Von dem Epson PX830FWD kann ich dir nur dringenst abraten! Die Patronen sind klein, der Druckkopf ist EXTREM anfällig (da muss ich leider aus eigener Erfahrung berichten). 

Kleiner Tipp zum Thema Bewertungen: Die sind meistens nach wenigen Tagen Benutzung geschrieben. War am Anfang auch sehr von dem Drucker begeistert... 

Du möchtest einen Drucker der KEINE automatische Druckkopfreinigung ausführt? Dann freu dich auf verstopfte Düsen etc...

Nun meine Tipps: 
1. Epson, Lexmark sowie die eher unbekannteren Marken (Kodak etc.) vergessen (außer du bist Fotograf oder so)
2. Tintenpreise: achte auf günstige Patronen bzw. auf vorhandene Kompatible Patronen. Hab bei meinem frisch gekauften Drucker ein CISS eingebaut (externe Tintentanks). Dürfte für deine Ansprüche etwas hoch gegriffen sein. Aber z.B. wiederbefüllbare Patronen sind ein Anfang (und mit entsprechender Tinte nicht schlechter als orignale). 
3. Die Positionierung des Druckers ist wichtig: nahe am Fenster/Heizung bzw. Sonne ausgesetzt = früher Druckkopftot! 
4. Regelmäßige Nutzung: alle 2-3 Tage etwas Drucken (und wenn es nur ein Blatt mit ein klein wenig Farbe ist), dann hält der Druckkopf auch lange (und muss nicht so oft reinigen...)

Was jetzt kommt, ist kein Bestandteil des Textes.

PR #1319, opened 2020-06-18
RPC to retrieve IDs assigned by CCF to a given node's RPC address

### LINKED ISSUE #1247: Retrieve CCF-assigned Node ID By RPC Address
When a CCF node crashes after the network is open for user transactions and is brought back up with the same network identity (i.e. RPC address), two things need to happen:
1. The old node needs to be retired.
2. The new node needs to be trusted.

The proposals for retiring and trusting nodes must include the ID assigned to that node by CCF. While ID assignment has a known behavior (increment from 0), there should be a method to retrieve a node's ID instead of requiring the network operator to independently keep track of the ID.

An RPC address is unique within the CCF network and provided to each `cchost` process at startup by the operator, so it provides a way of uniquely identifying a node and retrieving its ID using information already known by the operator. Thus a method for querying the node ID by RPC address is requested; please view the [API Spec on Swagger](https://app.swaggerhub.com/apis/lynshi/CCF_GetNodeIDByRPC/1.0).

lynshi:
Added the handler to common handlers and updated documentation (resolves #1247).

The IDs are retrieved by looping over the ccf.nodes table as is done by the getNetworkInfo RPC. If faster querying is required, a reverse map from RPC addresses to node IDs needs to be created and maintained.


src/node/rpc/common_endpoint_registry.h
```diff
@@ -195,6 +195,29 @@ namespace ccf
         .set_auto_schema<void, GetNetworkInfo::Out>()
         .install();
 
+      auto get_nodes_by_rpc_address = [this](auto& args, nlohmann::json&& params) {
```
eddyashton, line 198:
```suggestion
      auto get_nodes_by_rpc_address = [this](
                                        auto& args, nlohmann::json&& params) {
```
Minor formatting fix.

PR #1320, opened 2020-06-19
Deserialize the KV

ashamis:
Part of #1299

### DIFF
--- a/src/ds/champ_map.h
+++ b/src/ds/champ_map.h
@@ -345,13 +345,13 @@ namespace champ
       while (size != 0)
       {
         // Deserialize the key
-        uint64_t key_size = size;
+        size_t key_size = size;
         K key = make_k(data, size);
         key_size -= size;
         serialized::skip(data, size, get_padding(key_size));
 
         // Deserialize the value
-        uint64_t value_size = size;
+        size_t value_size = size;
         V value = make_v(data, size);
         value_size -= size;
         serialized::skip(data, size, get_padding(value_size));
--- a/src/ds/champ_map.h
+++ b/src/ds/champ_map.h
@@ -344,11 +344,13 @@ namespace champ
 
       while (size != 0)
       {
+        // Deserialize the key
         uint64_t key_size = size;
         K key = make_k(data, size);
         key_size -= size;
         serialized::skip(data, size, get_padding(key_size));
 
+        // Deserialize the value
         uint64_t value_size = size;
         V value = make_v(data, size);
         value_size -= size;
--- a/src/ds/champ_map.h
+++ b/src/ds/champ_map.h
@@ -335,8 +335,8 @@ namespace champ
 
     Map<K, V, H> static deserialize_map(
       const std::vector<uint8_t>& serialized_state,
-      std::function<const K&(const uint8_t*, uint32_t)> make_k,
-      std::function<const V&(const uint8_t*, uint32_t)> make_v)
+      std::function<K(const uint8_t*&, size_t&)> make_k,
+      std::function<V(const uint8_t*&, size_t&)> make_v)
     {
       Map<K, V, H> map;
       const uint8_t* data = serialized_state.data();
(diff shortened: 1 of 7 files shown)


src/ds/champ_map.h
```diff
@@ -345,16 +345,17 @@ namespace champ
       while (size != 0)
       {
         // Deserialize the key
-        auto key_size = serialized::read<uint64_t>(data, size);
-        const uint8_t* key = data;
-        serialized::skip(data, size, key_size + get_padding(key_size));
+        uint64_t key_size = size;
```
jumaffre, line 348: `size_t`

jumaffre: Also, this seems inconsistent with the type of `key_size` in `get_buffer()`.

src/kv/store.h
```diff
@@ -219,35 +219,76 @@ namespace kv
...
+    }
 
+    std::unique_ptr<Snapshot> snapshot(Version v) override
+    {
+      auto snapshot = std::make_unique<Snapshot>(v);
+
+      {
+        std::lock_guard<SpinLock> mguard(maps_lock);
+
+        if (v > current_version())
```
jumaffre, line 268: We also need to check that `v >= commit_version()`.

src/kv/store.h
```diff
@@ -219,35 +219,76 @@ namespace kv
...
     {
-      std::lock_guard<SpinLock> mguard(maps_lock);
-
-      if (v > current_version())
       {
-        throw ccf::ccf_logic_error(fmt::format(
-          "Attempting to snapshot at invalid version v:{}, current_version:{}",
-          v,
-          current_version()));
+        std::lock_guard<SpinLock> vguard(version_lock);
```
jumaffre, line 225: It looks like these changes should be applied _after_ the snapshot has been applied.

src/kv/untyped_map.h
```diff
@@ -682,7 +690,41 @@ namespace kv::untyped
...
+
+      std::function<SerialisedEntry(const uint8_t*& key, size_t&)> make_k =
+        [](const uint8_t*& data, size_t& size) -> SerialisedEntry {
+        uint64_t key_size = serialized::read<uint64_t>(data, size);
+        SerialisedEntry ret;
+        ret.assign(key_size, *data);
+        serialized::skip(data, size, key_size);
+        return std::move(ret);
+      };
+      std::function<kv::VersionV<SerialisedEntry>(const uint8_t*& key, size_t&)>
```
jumaffre, line 712: `kv::VersionV<SerialisedEntry>` ->`VersionV`

jumaffre: Same in `snapshot()`.

src/kv/untyped_map.h
```diff
@@ -682,7 +690,41 @@ namespace kv::untyped
...
+        roll.commits->get_head() == roll.commits->get_tail(),
+        "We are apply a snapshot and there are pending commits");
+
+      std::function<SerialisedEntry(const uint8_t*& key, size_t&)> make_k =
+        [](const uint8_t*& data, size_t& size) -> SerialisedEntry {
+        uint64_t key_size = serialized::read<uint64_t>(data, size);
+        SerialisedEntry ret;
+        ret.assign(key_size, *data);
+        serialized::skip(data, size, key_size);
+        return std::move(ret);
```
jumaffre, line 710: No need for `std::move()` here?

src/kv/store.h
ashamis: I am simplifying this but the order should not matter. We are skipping forward an arbitrary number of version so there should not be any other transactions in progress.

src/kv/store.h
ashamis: why >= ? Should we not be able to create a snapshot of the current version?

jumaffre: `commit_version()` refers to the version at which the map was compacted (i.e. the first element in the roll). We should not be able to snapshot before this version.

PR #1326, opened 2020-06-23
Support make as CMake Generator

eddyashton:
Trying to build with `make` rather than `ninja` would produce an error, saying that the enclave `.so` files weren't generated. This fixes that. `make` is _much_ slower than `ninja`, so I don't think we need to maintain this, but its nice if it works.

### DIFF
--- a/.azure-pipelines-templates/daily-matrix.yml
+++ b/.azure-pipelines-templates/daily-matrix.yml
@@ -19,7 +19,8 @@ parameters:
       cmake_args: '-DCMAKE_INSTALL_PREFIX=/tmp/ccf-install'
 
 jobs:
-  - job: 'Make Generator'
+  - job: 'Make'
+    displayName: 'Make generator'
     ${{ insert }}: '${{ parameters.env.NoSGX }}'
     variables:
       skipComponentGovernanceDetection: true
--- a/.azure-pipelines-templates/daily-matrix.yml
+++ b/.azure-pipelines-templates/daily-matrix.yml
@@ -33,24 +33,24 @@ jobs:
           cmake -L .. ${{ parameters.build.NoSGX.cmake_args }}
         displayName: CMake
 
-  # - template: common.yml
-  #   parameters:
-  #     target: NoSGX
-  #     env: '${{ parameters.env.NoSGX }}'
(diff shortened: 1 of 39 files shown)


achamayou:
If we're going to support it, let's add it to the Daily.

achamayou:
```
mkdir make_build
cd make_build
cmake ..
```

.azure-pipelines-templates/daily-matrix.yml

Ist Wifi ein "muss"? Dann wirds meiner Meinung nach dann sehr eng. Bin jetzt auch von Wifi wieder weg, weil kein geeigneter Drucker aufzufinden war 

Meine Vorschläge für dich:

Canon Pixma iP4950 Tintendrucker: Amazon.de: Computer & Zubehör (Kein WLAN, kein Scanner, nur Drucken. Mein momentaner Drucker)

BROTHER MFC-5895CW MFP A4/A3 color inkjet 35ppm print: Amazon.de: Computer & Zubehör (WLAN mit Scanner & co)

Für welche Zwecke benötigst du einen Drucker? Für den kleinen Hausgebrauch, Fotos, viele oder wenige Ausdrucke, geschäftlich? 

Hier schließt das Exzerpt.